Here’s a photo I took with an iPhone 6S at the Olympic park in East London:
The roof is made from a set of wooden slats and unless you downsize rather carefully you’ll get very nasty Moire effects. I had to compress the image quite heavily to upload to stackoverflow — if you’re interested, the original is here.
Here’s cv2 resize:
$ python3
Python 3.7.3 (default, Apr 3 2019, 05:39:12)
[GCC 8.3.0] on linux
Type "help", "copyright", "credits" or "license" for more information.
>>> import cv2
>>> x = cv2.imread("IMG_1869.JPG")
>>> y = cv2.resize(x, (120, 90))
>>> cv2.imwrite("cv2.png", y)
True
Here’s vipsthumbnail:
$ vipsthumbnail IMG_1869.JPG -s 120 -o vips.png
And here are the two downsized images side-by-side and zoomed by x2, with vipsthumbnail on the left:
(ImageMagick gives the same results as vipsthumbnail)

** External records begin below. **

PR #1958, opened 2019-06-18
Support for deep copying out (and in/out) parameters

andschwa:
This PR adds experimental support for `out` and `in/out` parameters. A couple known limitations:

In the edge case of struct A having an array of struct B, and struct B has some array C with size D as a member of struct B, the current implementation will not generate correct code. Note that this does not affect struct A having an array E with size F as a member of struct A, even where the function declares an array of struct A, as the issues lies in expression generated to count host side pointers, and function argument pointers do not need to be counted.

Another limitation is that we do not pass the original direction of a pointer that is being deep copied, and so we assume all pointers underneath are `in/out` even if they were in fact only `in` or `out`. This must be fixed before this is moved out of the experimental stage.

### DIFF
--- a/include/openenclave/edger8r/common.h
+++ b/include/openenclave/edger8r/common.h
@@ -51,7 +51,7 @@ OE_INLINE oe_result_t oe_add_size(size_t* total, size_t size)
         goto done;
     }
 
-    // Add rounded-size and check for overlow.
+    // Add rounded-size and check for overflow.
     sum = *total + rsize;
     if (sum < *total)
     {
--- a/tests/oeedger8r/CMakeLists.txt
+++ b/tests/oeedger8r/CMakeLists.txt
@@ -10,4 +10,6 @@ endif()
 add_enclave_test(tests/oeedger8r edl_host edl_enc)
 add_enclave_test(tests/oeedger8r_other edl_host edl_other_enc)
 
+add_custom_target(edl_gen DEPENDS edl_enc_gen edl_host_gen)
+
 add_subdirectory(behavior)
--- a/tests/oeedger8r/edl/deepcopy.edl
+++ b/tests/oeedger8r/edl/deepcopy.edl
@@ -41,6 +41,11 @@ enclave {
     [count=3] CountStruct* array_of_struct;
   };
 
+  struct SuperNestedStruct {
+    // TODO: We should eventually support count being a member of the struct.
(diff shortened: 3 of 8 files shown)


andschwa:
@gupta-ak Our available queue implementation is not very well suited to a FIFO use 😢 

@radhikaj I ended up doing your original suggestion to avoid having to deal with unused warnings.

@anakrish This does not support "unlimited" out parameters, just 512. That's technically changeable, but really we need something with the semantics of `std::vector`.

andschwa:
Part of #1839.

andschwa:
Hi @anakrish, I'd really appreciate a review from you as I'd like to know which direction to go with this.

andschwa:
Rebased.

bors try

andschwa:
> host/syscall_u.c: In function 'oe_syscall_stub_ecall':
> host/syscall_u.c:23:12: error: variable '_ptrs_index' set but not used [-Werror=unused-but-set-variable]

Easy to fix.

andschwa:
@radhikaj @anakrish Please review. Latest iteration produces an expression for the count of pointers we need to save and restore, and does not generate any array to store them if there are no pointers to deep copy. This should avoid any issues with non-SGX implementations.

There's still a lot of clean up to be done, but I'd much prefer to do that afterward, so this can start getting tested by the likes of @mikbras.

Thanks!

andschwa:
bors try

andschwa:
Rebased (again) and simplified the logic.

bors try

andschwa:
While writing more tests, I encountered a currently unsupported scenario:

An array of structs with a nested deep copy member where the count of the nested deep copy member is a member of the superstruct. In this case, the generated code does not yet produce the correct count, as it should be the sum of the count members from each item in the array.

This is an extreme edge case, that can be supported in the future.

mikbras:
This test that I added crashes and I'm not sure why. It passes IOVEC struct where iov[0].base == NULL.

https://github.com/openenclave/openenclave/compare/andschwa/in-out...mikbras.in-out2

andschwa:
Tests fixed @mikbras (Thanks so much!)

andschwa:
Ah @mikbras I can't use your test for now. On Windows, it gets really mad at `void* _ptrs[n * ...]` where `n = 0`.

andschwa:
bors r+

(Did I ever mention how much I dislike Windows?)

PR #1962, opened 2019-06-18
[Ansible] Ignore preinstalled ocamlbuild

ionutbalutoiu:
The package `ocamlbuild` is required when installing `ocamlformat`
via `opam`.

However, if `ocamlbuild` is preinstalled, the `ocamlbuild` installation
from `opam` will fail unless forced to ignore the preinstalled
package.


ionutbalutoiu:
Dropped in favor of https://github.com/openenclave/openenclave/pull/2011

PR #1968, opened 2019-06-19
Incorrect variable initialization in _do_eenter

anitagov:
Noticed the incorrect variable initialization in _do_eenter() function in host/sgx/calls.c a while back but never got around to issuing this PR.

-196,7 +196,7 @@ static oe_result_t _do_eenter(
        *func_out = 0;

    if (result_out)
        **func_out = 0;**
   This should be *result_out = 0;

    if (!code_out || !func_out || !result_out || !arg_out)

Reason we never had an issue with this is because *result_out is always NULL when we enter this routine.

### DIFF
--- a/host/sgx/calls.c
+++ b/host/sgx/calls.c
@@ -196,7 +196,7 @@ static oe_result_t _do_eenter(
         *func_out = 0;
 
     if (result_out)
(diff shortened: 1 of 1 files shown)


anitagov:
bors try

cv2 is defaults to BILINEAR, so it has a fixed 2×2 mask. For every point in the output image, it calculates the corresponding point in the input and takes the 2×2 average. This means it’s really only sampling at most 240 points in each line, and simply ignoring the other 3750! This produces ugly aliasing.
vipsthumbnail is doing a a more complex three stage downsize.
- It uses the libjpeg shrink-on-load feature to shrink the image by a factor of 8 in each axis with a box filter to turn the 4032 pixel across image to 504 x 378 pixels.
- It does a further 2 x 2 box filter shrink to get 252 x 189 pixels.
- It finishes with a 5 x 5 Lanczos3 kernel to get the output 120 x 90 pixel image.
This is supposed to give equivalent quality to a full Lanczos3 kernel, but be quicker because it can box filter most of the way.